I’ve spoken here before about the Marriage Foundation. To recap for the benefit of those who have not heard of it, the Foundation was established in 2012 with the aim of championing marriage, which it considers is the best way to achieve “healthy stable relationships”. In particular, the Foundation believes that parents who do not marry are more likely to separate, thereby diminishing the wellbeing and life chances of their children.
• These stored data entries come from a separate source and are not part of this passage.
PR #6032, opened 2020-09-15
[genesis] updates

davidiw:
This improves the genesis tooling and documentation so that we have a clean canonical write up the e2e flow for genesis.

I found two quirks while doing this:
layout is expected to be in common but the command let it be placed anywhere
we should use insert-waypoint instead of create-and-insert-waypoint (cc: @mgorven, this will impact your tooling)

### DIFF
--- a/config/management/genesis/README.md
+++ b/config/management/genesis/README.md
@@ -165,9 +165,10 @@ cargo run -p libra-genesis-tool -- \
 ```
 * Similarly, the association should publish a genesis waypoint, and the OP should insert it into their storage (using the management tool):
 ```
-cargo run -p libra-management-tool -- \
+cargo run -p libra-genesist-tool -- \
     insert-waypoint \
-    --config config_file.yaml
+    --config config_file.yaml \
+    --waypoint WAYPOINT
 ```
 * Perform a verify that ensures the local store maps to Genesis and Genesis maps
   to the waypoint:
--- a/config/management/genesis/README.md
+++ b/config/management/genesis/README.md
@@ -1,8 +1,9 @@
 # Libra Config Manager
 
-The `libra-genesis-tool` provides a tool for the genesis ceremony of the Libra blockchain. The functionality of the tool is dictated by the organization of nodes within the system:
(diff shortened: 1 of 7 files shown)


config/management/genesis/src/layout.rs
```diff
@@ -66,7 +66,7 @@ impl SetLayout {
             .config
             .load()?
             .override_shared_backend(&self.backend.shared_backend)?;
-        let mut storage = config.shared_backend();
+        let mut storage = config.shared_backend_with_namespace(constants::COMMON_NS.to_string());
```
mgorven, line 69: Will this cause an error if `namespace` is still specified for the backend (but ignored)?

davidiw: No, in fact, if folks use the config, the namespace will always be specified. It is because of the config, that I made this in this format instead of the "hoping" a user realizes this goes in common. This makes writing symmetric with reading (genesis).

The more I read your comment, it feels like you ask two disjoint questions:
* Will it cause an error: No
* Will it be ignored: Yes

mgorven (approved):

config/management/genesis/README.md
```diff
@@ -121,70 +129,58 @@ where each field maps to a role as described in this document.
...
+    --waypoint WAYPOINT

From time to time the Foundation produces research and reports to back up its position. For example, in November 2014 it produced a report which alarmingly warned of the “Bleak prospects for teens who never marry”. Of course, one has to take with a pinch of salt research and reports which support the position of those who commissioned them, but in any event the simple fact is that the evidence does not support their position. As I explained here in an earlier post, the question of whether children born to married parents have improved life chances was investigated by the Institute of Fiscal Studies, which prepared a report and an update in 2010 and 2011. They found that children born to married parents do, indeed, “achieve better cognitive and social outcomes, on average, than children born into other family forms, including cohabiting unions”. However, their research indicated that this is simply due to the fact that more affluent and better educated couples were more likely to get married – they found “little or no evidence that marriage itself has any effect on children’s social or cognitive development”.
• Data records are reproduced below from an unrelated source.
PR #6034, opened 2020-09-15
[management] support the remainder of governance tasks

davidiw:
The purpose was to stress test the code and identify any missing pieces.

Features added:
* set-validator-operator
* create-validator
* create-validator-operator

Issues:
* set-validator-config fails if the validator is out of the set -- fixed by checking to see if they are in the set

Verified via some ugliness in libra-swarm:
* start
* grab one of the storage files
* make a config (see bottom, make sure it points to json server and proper storage)
* hack code to print out public keys for owner and operator keys in current namespace
* create a validator account and manually set `libra_root/owner` in local storage
* create an operator account and manually set `libra_root/operator` in local storage
* run set-validator-operator
* run set-validator-config
* run add-validator
* confirm validator-set (note this also kills libra since there are 2 validators but only 1 present)

```
chain_id: 4
json_server: "http://127.0.0.1:51928"
shared_backend:
    type: "on_disk_storage"
    path: "/Users/davidiw/libra/config/management/operational/storage"
    namespace: "libra_root"
validator_backend:
    type: "on_disk_storage"
    path: "/Users/davidiw/libra/config/management/operational/storage"
    namespace: "libra_root"
```

@mgorven, we'll be using this along with the genesis tooling to get things setup...


config/management/operational/src/governance.rs
```diff
@@ -2,11 +2,104 @@
...
+impl CreateValidator {
+    pub fn execute(self) -> Result<(TransactionContext, AccountAddress), Error> {
+        let config = self.input.config()?;
+        let key = self.input.key()?;
+        let client = JsonRpcClientWrapper::new(config.json_server.clone());
+
+        let seq_num = client.sequence_number(libra_root_address())?;
+        let auth_key = AuthenticationKey::ed25519(&key);
+        let account_address = auth_key.derived_address();
+        let script = transaction_builder::encode_create_validator_account_script(
```
JoshLind, line 64: This flow diverges from the one in genesis (where we also allow auth keys to be none in the case that the owner doesn't provide a key..). Do we want to support this functionality too here, or just leave it as is and use a throw away key?

config/management/operational/src/governance.rs
```diff
@@ -2,11 +2,104 @@
...
+}
+
+#[derive(Debug, StructOpt)]
+pub struct CreateValidatorOperator {
+    #[structopt(flatten)]
+    input: CreateAccount,
+}
+
+impl CreateValidatorOperator {
+    pub fn execute(self) -> Result<(TransactionContext, AccountAddress), Error> {
```
JoshLind, line 83: nit: it seems the only difference between this execute() call and the one for the CreateValidator struct is the script type (encode_create_validator_operator_account_script vs encode_create_validator_account_script). Ideally we should refactor into a common helper (e.g., on CreateAccount) to avoid duplication?

config/management/operational/src/governance.rs
```diff
@@ -80,21 +164,27 @@ impl RemoveValidator {
...
+
+fn build_and_submit_libra_root_transaction(
+    config: &Config,
+    seq_num: u64,
+    script: Script,
+) -> Result<TransactionContext, Error> {
+    let txn = build_raw_transaction(config.chain_id, libra_root_address(), seq_num, script);
+
+    let mut storage = config.validator_backend();
+    let signed_txn = storage.sign(LIBRA_ROOT_KEY, "remove-validator", txn)?;
```
JoshLind, line 186: nit: the script name "remove-validator" needs to be fixed.. Perhaps pass it directly into this function from the caller?

config/management/operational/src/owner.rs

As to the issue of marriage being a more stable relationship than cohabitation, that proposition is easily debunked. As I have also said here before, as a generalisation (to which there are exceptions, as we will see below) the simple fact is that the ‘type’ of people who marry are obviously the ‘type’ who are more likely to remain together. Longevity of relationships has nothing to do with whether or not the parties signed a marriage certificate.
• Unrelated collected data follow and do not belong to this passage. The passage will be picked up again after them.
Issue #5708, opened 2020-08-21
LibraWriteSetManager::prologue needs to check ChainId and expiration time


bob-wilson:
The transaction prologue function for WriteSets is not currently checking the transaction's chain_id. We should fix that.

bob-wilson:
@runtian-zhou said he would look into this.

bob-wilson:
For consistency (at least), the WriteSet prologue should also check the transaction's expiration time.

bob-wilson:
Note that e2e-testsuite/src/tests/write_set.rs should have tests for both of these to check that they result in validation failures with a REJECTED_WRITE_SET status.

bob-wilson:
This was done in #6042

PR #5997, opened 2020-09-11
[move framework][move-prover] Some specs from LIP-6, refactoring of initialization in Genesis

DavidLDill:
Changes to a bunch of .move files related to LibraAccount and LibraSystem.

Added specification that every account has a role in LibraAccount.
Refactored Genesis and LibraAccount some to make this easier to prove,
and to clean up initialization.  Specifically, roles for libra root
and treasury compliance were added in Genesis separately from the
account creation functions.  So, I moved role creation into the account creation functions. Genesis was also creating the libra root and treasury compliance accounts directly, so I moved those into LibraAccount::initialize, which simplifies the Genesis code and eliminates some dependencies.

In various places, I renamed accounts to reflect their roles, if
known.  I also added some assertion checks in SlidingNonce, which was
getting errors from unchecked aborts.

## Motivation

(Write your motivation for proposed changes here.)

### Have you read the [Contributing Guidelines on pull requests](https://github.com/libra/libra/blob/master/CONTRIBUTING.md#pull-requests)?

(Write your answer here.)

## Test Plan

(Share your test plan here. If you changed code, please provide us with clear instructions for verifying that your changes work.)

## Related PRs

(If this PR adds or changes functionality, please take some time to update the docs at https://github.com/libra/website, and link to your PR here.)

PR #6042, opened 2020-09-15
[breaking][libra-framework]  Refactor writeset prologue and epilogue

runtian-zhou:
## Motivation

Refactored writeset prologue and epilogue by merging the LibraWriteSetManager module into LibraAccount. This will make the prologue/epilogue code more modular. Also added checks for chain_id and expiration time for WriteSet Transaction. 

This change is a breaking change.

Yes

## Test Plan

`cargo test`

## Related PRs

This is a less aggressive version of #5881


language/libra-vm/src/libra_transaction_executor.rs
```diff
@@ -443,22 +443,6 @@ impl LibraVM {
             return Ok((e, discard_error_output(StatusCode::REJECTED_WRITE_SET)));
         };
 
-        // Bump the sequence number of sender.
```
runtian-zhou, line 446: By refactoring the epilogue we can get rid of this piece of ugly code.

types/src/block_metadata.rs
```diff
@@ -69,7 +69,7 @@ impl BlockMetadata {
 }
 
 pub fn new_block_event_key() -> EventKey {
-    EventKey::new_from_address(&libra_root_address(), 20)
+    EventKey::new_from_address(&libra_root_address(), 21)
```
runtian-zhou, line 72: This is an unforunate consequnce of this change as we changed the order of how event handles are generated. Do we want to keep the same magic value?

language/stdlib/modules/LibraAccount.move
```diff
@@ -1161,20 +1225,29 @@ module LibraAccount {
...
+        writeset_sequence_number: u64
+    ) acquires LibraWriteSetManager, LibraAccount, Balance {
+        let t_ref = borrow_global_mut<LibraWriteSetManager>(CoreAddresses::LIBRA_ROOT_ADDRESS());
+
+        Event::emit_event<Self::UpgradeEvent>(
+            &mut t_ref.upgrade_events,
+            UpgradeEvent { writeset_payload },
+        );
+        // Currency code don't matter here as it won't be charged anyway.
+        epilogue<LBR::LBR>(lr_account, writeset_sequence_number, 0, 0, 0);
```
runtian-zhou, line 1242: The `0` uglyness still resides. Do we want to make clean separation of incrementing sequence number only? IMHO having multiple function will introduce extra borrow_global. Do we want to trade that for the code cleaness?

types/src/block_metadata.rs
runtian-zhou: Update: I got rid of this change by reorganizing the genesis intialization code, as this will also change the event key for a number of other system events (all mint related events).

dariorussi:
@bob-wilson @sblackshear @tzakian @tnowacki you all have looked at and talked about this quite a bit. 
If this has to go in, it would be great to get it in asap.
So if you could comment that would be great!
thanks

language/stdlib/modules/LibraAccount.move
```diff
@@ -1102,6 +1139,29 @@ module LibraAccount {
         )
     }
 
+    /// The prologue for WriteSet transaction
+    fun writeset_prologue(
+        sender: &signer,
+        writeset_sequence_number: u64,
```
bob-wilson, line 1145: Can we name these "txn_sequence_number" and "txn_public_key" for consistency with the other prologue functions? The account has a single sequence number shared for all kinds of transactions, right?

language/stdlib/modules/LibraAccount.move
```diff
@@ -1102,6 +1139,29 @@ module LibraAccount {
...
+        writeset_public_key: vector<u8>,
+        txn_expiration_time: u64,
+        chain_id: u8,
+    ) acquires LibraAccount, Balance {
+        assert(Roles::has_libra_root_role(sender), Errors::invalid_argument(PROLOGUE_INVALID_WRITESET_SENDER));
```
bob-wilson, line 1150: The previous version of this code had an assert for "sender == CoreAddresses::LIBRA_ROOT_ADDRESS()", as well as the has_libra_root_role assert here. Did you remove that intentionally?

language/stdlib/modules/LibraAccount.move
```diff
@@ -1121,6 +1181,28 @@ module LibraAccount {
...
+        check_sender<Token>(transaction_sender, max_transaction_fee, txn_sequence_number, txn_public_key);
+
+        assert(
+            LibraTimestamp::now_seconds() < txn_expiration_time_seconds,
+            Errors::invalid_argument(PROLOGUE_ETRANSACTION_EXPIRED)
+        );
+    }
+
+    /// Check if sender is able to send a transaction
+    public fun check_sender<Token>(
```
bob-wilson, line 1200: I don't see any reason to introduce this "check_sender" function and rearrange the various "prologue_common" checks as you've done here. It seems like this is just an artifact of the previous version of the code, and if so, I think you should leave out those changes.

language/stdlib/modules/LibraAccount.move
```diff
@@ -188,6 +201,25 @@ module LibraAccount {
         );
     }
 
+    public fun initialize_writeset_manager(
```
bob-wilson, line 204: The previous version of this code had a spec. Can that be pulled over from the old module as well?

language/stdlib/modules/LibraAccount.move
```diff
@@ -1217,20 +1289,29 @@ module LibraAccount {
             TransactionFee::pay_fee(Libra::withdraw(coin, transaction_fee_amount))
         }
     }
+
+    /// Epilogue for WriteSet trasnaction
+    fun writeset_epilogue(
+        lr_account: &signer,
+        writeset_payload: vector<u8>,
+        writeset_sequence_number: u64
```
bob-wilson, line 1297: I think this should be named "txn_sequence_number" for consistency

language/stdlib/modules/LibraAccount.move
bob-wilson: I think it's fine like this. Keep it simple....

language/stdlib/modules/LibraAccount.move
```diff
@@ -1102,6 +1139,29 @@ module LibraAccount {
         )
     }
 
+    /// The prologue for WriteSet transaction
+    fun writeset_prologue(
```
bob-wilson, line 1143: The code in the old module had a (very simple) spec for the prologue function. Should that be pulled over here as well?

bob-wilson (changes requested):

language/stdlib/modules/LibraAccount.move
runtian-zhou: Yes this is intentional. IIUC `sender == CoreAddresses::LIBRA_ROOT_ADDRESS()` is a hard coded version of `has_libra_root_role`. Am I doing this right @tzakian?

language/stdlib/modules/LibraAccount.move
runtian-zhou: My thought is that exposing this function would be easier for us to refactor in the future, as it rips off the account related part. We can get rid of this function for sure as well.

runtian-zhou:
Added back the specs from the old module. Renamed writeset_sequence_number to transaction_sequence_number

language/stdlib/modules/LibraAccount.move
tzakian: has_libra_root_role does not have an address-specific check (only assert_libra_root) IIRC. So I would add the address check here as well.

language/stdlib/modules/LibraAccount.move
```diff
@@ -1217,20 +1289,29 @@ module LibraAccount {
...
         }
     }
+
+    /// Epilogue for WriteSet trasnaction
+    fun writeset_epilogue(
+        lr_account: &signer,
+        writeset_payload: vector<u8>,
+        writeset_sequence_number: u64
+    ) acquires LibraWriteSetManager, LibraAccount, Balance {
+        let t_ref = borrow_global_mut<LibraWriteSetManager>(CoreAddresses::LIBRA_ROOT_ADDRESS());
```
tzakian, line 1306: nit: better variable name

language/stdlib/modules/LibraAccount.move
```diff
@@ -1217,20 +1289,29 @@ module LibraAccount {
...
+
+        Event::emit_event<Self::UpgradeEvent>(
```
tzakian, line 1308: Nit: no `Self::`

tzakian (commented):
Overall this looks good to me. A couple nits here and there.

The main thing I think we should consider here is combining the two singleton resources in this module (`LibraWriteSetManager` and `AccountOperationsCapability`). I would be in favor of combining them unless there are reasons that I'm not aware of.

tzakian:
cc @shazqadeer in case you're working on the prologue

language/stdlib/modules/LibraAccount.move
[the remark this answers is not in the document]
runtian-zhou: Yesss! There's a slight gotcha here: the order of how event handles are generated are depending on the order of calls in  the genesis module. If we merge those functions, the event key for a number of functions will be modified. The most important one of them is probably the EventKey for new_epoch_event will be off by one, which will be a "bigger" change. Some of the json-rpc tests also hard coded those event keys. That's why I keep the two resource separate and have two init functions so that the order of creating event handles could be perserved.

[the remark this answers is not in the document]
bob-wilson: Avoiding churn in the EventKeys seems worth it to have 2 init functions. My $0.02

language/stdlib/modules/LibraAccount.move
```diff
@@ -79,10 +80,18 @@ module LibraAccount {
         limits_cap: AccountLimitMutationCapability,
     }
 
+    /// A resource for the number of WriteSets that has been committed on chain.
```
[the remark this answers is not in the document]
bob-wilson: Certainly the comment should be fixed up, but at this point, I'd say that it would be best to minimize the change and keep it as a separate resource, just from the perspective of reducing risk and churn in the code. I could be convinced otherwise if you really think it is worth doing....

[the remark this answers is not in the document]
tzakian: Good question about churn, and I would agree if this weren't already a breaking change...

I guess my opinion here is that since it is a breaking change already that we should combine these since combining them is no more "breaking" than moving the LibraWriteSetManager resource which is being done in this PR. This will need to be a genesis reset either way.

language/stdlib/modules/LibraAccount.move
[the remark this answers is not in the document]
tzakian: There is already a breaking PR that changes the initialization sequence of events and changes these event keys (see Davids SEV post in libra core). It might be worthwhile to try and coordinate this with that PR, and then we could combine these and have only one break of the event keys?

language/stdlib/modules/LibraAccount.move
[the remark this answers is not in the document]
bob-wilson: I defer to your expertise but please be cautious....

runtian-zhou:
Talked to @tzakian over the genesis initialization seuqnece issue. It seems to us that we are hitting similar issue as #5997. So if both PR can land in the same release cycle then we should aim for merging the two resources/init function.

language/stdlib/modules/LibraAccount.move
```diff
@@ -1121,6 +1198,14 @@ module LibraAccount {
         // Check that the chain ID stored on-chain matches the chain ID specified by the transaction
         assert(ChainId::get() == chain_id, Errors::invalid_argument(PROLOGUE_EBAD_CHAIN_ID));
 
+        // Check that the gas calculation will not overflow
```
tnowacki, line 1201: Why was this check moved?

runtian-zhou: Actually I shouldn't move them. This was coming from my previous version of refactor where I had the gas related function outside of `prologue_common`

language/stdlib/modules/LibraAccount.move
```diff
@@ -1217,20 +1297,30 @@ module LibraAccount {
...
+        txn_sequence_number: u64
+    ) acquires LibraWriteSetManager, LibraAccount, Balance {
+        let writeset_events_ref = borrow_global_mut<LibraWriteSetManager>(CoreAddresses::LIBRA_ROOT_ADDRESS());
+
+        Event::emit_event<UpgradeEvent>(
+            &mut writeset_events_ref.upgrade_events,
+            UpgradeEvent { writeset_payload },
+        );
+        // Currency code don't matter here as it won't be charged anyway.
+        epilogue<LBR::LBR>(lr_account, txn_sequence_number, 0, 0, 0);
```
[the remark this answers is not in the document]
runtian-zhou: I'm a bit torn over here. On one hand I love this idea of having separate functions we can call to get the logics we want. On the other hand, I'm trying to minimize the code change and keep the code structure as it was (and try to merge it ASAP as soon as #5997 lands to leverage the fact that it is touching the genesis init order). I'm also wasn't sure how it might affect the prover side work. Do you have any strong preference over here? cc @tzakian @sblackshear @shazqadeer  for thoughts as well.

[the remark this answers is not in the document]
tnowacki: I feel like splitting it up might make the prover's life easier? beats me though
If its seems like work to convince a human that the checks aren't happening, I feel like it might be cumbersome to convey this in the spec as well, but I could be wrong

runtian-zhou:
Interestingly, when bundled this PR with #5997, it reverted the change to json-rpc tests as the orders are still preserved. However there's still changes done to new_epoch_event and new_block_event which still made this PR a "hard" breaking change.

language/stdlib/modules/LibraAccount.move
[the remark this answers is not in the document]
tzakian: I don't think splitting it would make the prover's life easier (but, it's one of those things where it's hard to determine exactly what will make it harder/easier until you start proving it). I think for now in the interest of getting the breaking change in for this release cycle I would like to hold off on this, and if we do decide to refactor it out we can later on and that shouldn't be a breaking change.

bob-wilson:
@tzakian It sounds like you're OK with the current version, is that right? I'm pretty happy with it now, and if we're going with the initialization change that you wanted, we should land this ASAP so it goes along with #5997

tnowacki:
@tzakian @bob-wilson Is the current version with what is checked in now? In that case I'm happy with that too. 

It looks like there were two checks added to the writeset prologue and the VM? Maybe we should just do those two changes as a smaller PR and get them in ASAP

bob-wilson:
> @tzakian @bob-wilson Is the current version with what is checked in now? In that case I'm happy with that too.

I'm not sure what you're asking. I was referring to the current contents of this PR. I think it's ready to land.

> 
> It looks like there were two checks added to the writeset prologue and the VM? Maybe we should just do those two changes as a smaller PR and get them in ASAP

Yes, this fixes #5708 by adding checks for the ChainID and txn expiration. I'd much prefer to just land this one. Otherwise, if this doesn't go in along with #5997, I think we should go back to a separate initialization function to preserve the event keys, and Tim really didn't like like that.

tzakian:
> @tzakian It sounds like you're OK with the current version, is that right? I'm pretty happy with it now, and if we're going with the initialization change that you wanted, we should land this ASAP so it goes along with #5997

Yep, I'm good with this going in as-is. Agreed on getting this in ASAP (need to land before tomorrow morning!)

bob-wilson (approved):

But even if the Marriage Foundation was right in its basic propositions, it would still be quite wrong in pursuing its evangelical crusade in the way that it does.
A cursory glance at the Foundation’s website suggests that they see their role as mainly advisory, spreading the good word and helping the sinners who contemplate divorce to see the error of their ways. For example, we are told that they “aim to promote wider and earlier access to relationships support and education” and “better public understanding of the nature and benefits of marriage”. However, one does not have to dig too deeply to find a different picture emerging.
For example, we are also told that:
“Governments cannot legislate stronger relationships into existence. Ultimately, more stronger [sic?] and longer-lasting marriages will be a product of our individual choices, behaviour and culture. The Marriage Foundation will seek to influence the way individuals, couples and society as a whole think about forming, maintaining and ending relationships.”
Note the aim to influence society.
So, far from just having a primarily advisory aim, the Foundation clearly seeks to impose their views upon others. Of course, they cannot do this entirely by themselves, so they do it also by attempting to influence government policy. A quick look through the news section of their website confirms this, for example supporting the government policy of tax breaks for married couples and the Prime Minister’s promise of a ‘family test’ for policies, provided that it explicitly supported marriage, not both married and cohabiting couples, as envisaged by David Cameron.
This is the problem: the Foundation don’t just want to support marriage, they want to influence people’s behaviour, imposing their views upon society. This ‘we know best’ attitude is not just condescending it also seeks to restrict the basic freedom to choose what type of relationship a couple enter into, by legislating against the wrong type of relationships, making them less favourable. All types of relationship should be treated equally.
There also seems to be an unspoken assumption that couples choose not to marry ‘for the wrong reasons’. This completely fails to understand that many people choose not to marry not because they can’t be bothered, or because they don’t want to commit to one another, but because they simply don’t believe in the institution of marriage (this is the exception to which I referred above). There should be no compulsion to comply with certain ‘norms’, just because a section of society consider those norms to be best.
I don’t of course have any problem with any person or organisation holding a different view to my own (even if they are mistaken). What I do object to, however, is when they seek to force those views upon others. That, by any measure, is clearly wrong.